Jon Holman is a San Francisco-based recruiter who has hired roughly 40 general partners and five times as many CEOs in his nearly 30-year career. His clients include Accel Partners, Lightspeed Venture Partners, Mayfield Fund and Opus Capital, among about 50 others. Earlier today, we spoke about the venture industry, how quickly it’s contracting and where many VCs may next find themselves.
Yesterday, a reader seemed to take issue with the word “exodus” to describe what’s happening in the venture industry right now. But it does seem like many more VCs are leaving the industry than joining it or finding homes at other firms. What are you seeing?
There’s a lot of movement; there’s no doubt about that — except “exodus” implies that they are leaving by choice, and that’s not generally the case. It’s not just 10 or 20 or 30 people who are looking for new jobs. A lot of people have to find something new to do.
This isn’t the first time that the population of VCs will go down, but this will be the biggest percentage. And they’ll all have to go somewhere.
Is anyone hiring?
I’m doing one GP search. Highland [Capital Partners] has been doing a GP search for a year now. But it has to be a group of firms you could count on one hand [that are hiring], which, by the way, I think is good. There’ve been way too many people and way too much money in the industry in recent years. Of course, that doesn’t mean it isn’t painful.
Are VCs still trying to land other jobs in the industry or do most recognize the writing on the wall?
I’m still getting a lot of calls from VCs who either want to leave the firms they’re with or have already left the firms they were with. I’m probably hearing from three times as many people as a year or two ago. That fact that there aren’t a lot of VC jobs doesn’t mean there are none. And a lot of VCs have had successful lives, so they don’t throw in the towel easily.
I literally don’t know of anyone who hasn’t first spent a lot of time trying to find something else in VC before saying, nah, this isn’t happening.
Some seem to be starting their own companies, like Sim Simeonov, who just left Polaris Ventures to form a startup advisory. Is that becoming a more natural path?
It depends on what they were before. If they came out of Stanford’s business school and went directly into VC, there’s no special reason to think that they’d be good entrepreneurs. I don’t think most VCs without operating experience are going to leave the industry and try to go and start a company. That said, I think inevitably there will be many more people starting their own companies than we’ve already seen.
Where else will we see VCs land?
Some people from second-tier firms might wind up in other firms without a partner title, or as venture partners instead of general partners or in some hybrid relationship that’s somewhere in between.
Others whose firms have done later-stage investing might join buyout kinds of things, like Paul Bartlett [long a GP at the Sprout Group who joined Rho Venture Partners in 2007 to focus on late-stage and growth equity deals]. There’s some of that.
But many of them will attempt to work with entrepreneurs, putting in angel money if they have it, or finding people to put in angel money. I think that’s the most obvious way to go.
You make it sound like these transitions have yet to come. Where are we in the whole downsizing process?
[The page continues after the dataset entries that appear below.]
PR #3739, opened 2023-08-10
[q4-working-branch] Fixing test

bzawisto:
This fixes sporadic transaction-replaced issues. There could be more in other test suites and we should fix them in the same way.

## Backward Compatibility

### Implementation

- [ ] **ready for review**

- [ ] local machine test

- [ ] small-scale cloud test

### DIFF
--- a/tests/EvmAcceptanceTests/test/ERC20isZRC2.ts
+++ b/tests/EvmAcceptanceTests/test/ERC20isZRC2.ts
@@ -34,18 +34,23 @@ describe("ERC20 Is ZRC2", function () {
       this.skip();
     }
 
-    contractOwner = await parallelizer.takeSigner();
+    const signers = await ethers.getSigners();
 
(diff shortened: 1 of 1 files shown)


tests/EvmAcceptanceTests/test/ERC20isZRC2.ts
```diff
@@ -34,18 +34,23 @@ describe("ERC20 Is ZRC2", function () {
...
-      "FungibleToken",
-      await contractOwner.getAddress(),
-      "ERC20isZRC2 Token",
-      "SDT",
-      2,
-      1_000
+    const signers = await ethers.getSigners();
+
+    if(signers.length < 3) {
+      this.skip();
```
its-saeed, line 40: Why not `expect` this value? To fail if conditions are not satisfied, instead of ignoring it silently.

its-saeed (approved):

Steve-White-UK (approved):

For all the upset we’ve already seen, we’re probably relatively early in the stages of people getting out of VC. Someone could know now they can’t raise another fund, but they could have another year or two of things to do in the industry before they’re forced to find something else. A lot of funds raised in 2000 are coming to the end of their lives. All the people in those firms are going to have to go elsewhere.